Open luglilab opened 2 years ago

luglilab commented 2 years ago

Hi,

I'd like to use pyVIA with flow cytometry data, could you add a tutorial for this kind of data?

Do you have some suggestion about parameters to set?

Thanks you in advance.

Simone

ShobiStassen commented 2 years ago

hi Simone,

Thanks for your message. Have you seen this tutorial for a mass cytometry dataset, this would help you I think: https://pyvia.readthedocs.io/en/latest/mESC_timeseries.html. This tutorial uses the time-series information in addition to the surface marker expression, but you can just ignore the time-series input labels.

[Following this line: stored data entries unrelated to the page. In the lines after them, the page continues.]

PR #1160, opened 2017-03-31
Preinstallopts for binary and packed binary easyblocks

damianam:
These easyblocks were missing (and silently ignoring) preinstallopts. It might be necessary to delete stuff prior to copying to the installation directory. Of course it can be done too with `postinstallcmds`, but this option can affect the module generator for instance, if the library dir is deleted.

### DIFF
--- a/easybuild/easyblocks/generic/binary.py
+++ b/easybuild/easyblocks/generic/binary.py
@@ -98,6 +98,11 @@ class Binary(EasyBlock):
         """Copy all files in build directory to the install directory"""
         if self.cfg['install_cmd'] is None:
             try:
+                cmd = self.cfg['preinstallopts']
+                if cmd:
+                    self.log.info("Running preinstallopts of %s using command '%s'..." % (self.name, cmd))
+                    run_cmd(cmd, log_all=True, simple=True)
+                self.log.info("Copying %s into '%s'..." % (self.cfg['start_dir'], self.installdir))
                 # shutil.copytree doesn't allow the target directory to exist already
                 rmtree2(self.installdir)
                 shutil.copytree(self.cfg['start_dir'], self.installdir, symlinks=self.cfg['keepsymlinks'])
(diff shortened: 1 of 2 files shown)


easybuild/easyblocks/generic/binary.py
```diff
@@ -98,6 +98,11 @@ def install_step(self):
         """Copy all files in build directory to the install directory"""
         if self.cfg['install_cmd'] is None:
             try:
+                cmd = self.cfg['preinstallopts']
+                if cmd:
+                    self.log.info("Running preinstallopts of %s using command '%s'..." % (self.name, cmd))
+                    run_cmd(cmd, log_all=True, simple=True)
+                self.log.info("Copying %s into '%s'..." % (self.cfg['start_dir'], self.installdir))
```
boegel: hmm, this is not how `preinstallopts` is usually being used

not that this also mismatches the name, these are not 'options', but an actual command (granted, something like `foo &&` isn't an option either, `pre*opts` gets sort of abused easily for that)

damianam: Yes, I know, normally you have something like:

```
cmd = ' '.join([self.cfg['preinstallopts'], self.cfg['install_cmd'], self.cfg['installopts']])
self.log.info("Installing %s using command '%s'..." % (self.name, cmd))
```

Which 90% of the time gets "abused" and becomes `foo &&` as you said. But regardless of if this is abuse or not, it should be consistent. Otherwise you have `preinstallopts` silently ignored.

boegel: Well, I'm not sure if this is consistent... `preinstallopts` is for "options to the install command", which is not what you are doing here...

damianam: I'd say that "options to the install command" describes better `installopts` than `preinstallopts`

damianam:
@boegel ping?

easybuild/easyblocks/generic/binary.py
boegel: Well, `preinstallopts` is for options that go *before* the install command.

For example `preinstallopts = 'PREFIX=%(installdir)s'`.

boegel:
@damianam I think introducing a custom `preinstall_cmds` easyconfig parameter is more appropriate here?

It would also be nice to try and avoid code duplication, for example by defining a `run_preinstall_cmds` method in `Binary` that you can call out to in `install_step` in both `Binary` and `PackedBinary`?

boegel:
@damianam Thoughts on my last suggestion?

Can I ask what the dimensions of your data are (before PCA etc), (n_cells x n_markers)? Depending on the dimensionality you may or may not opt for PCA (of e.g. top 30 pcs) before running Via. If you have a fairly concise set of meaningful proteins/surface markers then you might be better of avoiding PCA. Typically knn of around 20-30 is good for most datasets unless you have very low cell count. If you have a look at the tutorials for other types of data, you can probably use them as a starting point for parameters and then tune depending on the outcome. I have been meaning to make a Parameter Tuning Tutorial too, it's on my ToDo :) The parameters which have most impact are

ShobiStassen commented 2 years ago

@luglilab Just wanted to ask if you were able to use the Readthedocs tutorial? Cheers, Shobi

sinnamone commented 2 years ago

Dear @ShobiStassen ,

I'm taking a look to your tutorial linked in the above message ignoring the time series.

Before the PCA the dimensions of matrix is usually [row from 10.000 to 1 milion] X [columns < 30 ].

As you suggest I switch from PARC to pyVIA and here https://github.com/luglilab/Cytophenograph/blob/master/PhenoFunctions_v5.py if you could take a look the method "runvia" where I put the executions and the parameters. KNN and Resolution should set by user while others are fixed.

Now I'm doing some test with different dataset of high dimensional cytometry (small - medium - big) to understand if the tuning of parameters could improve the results.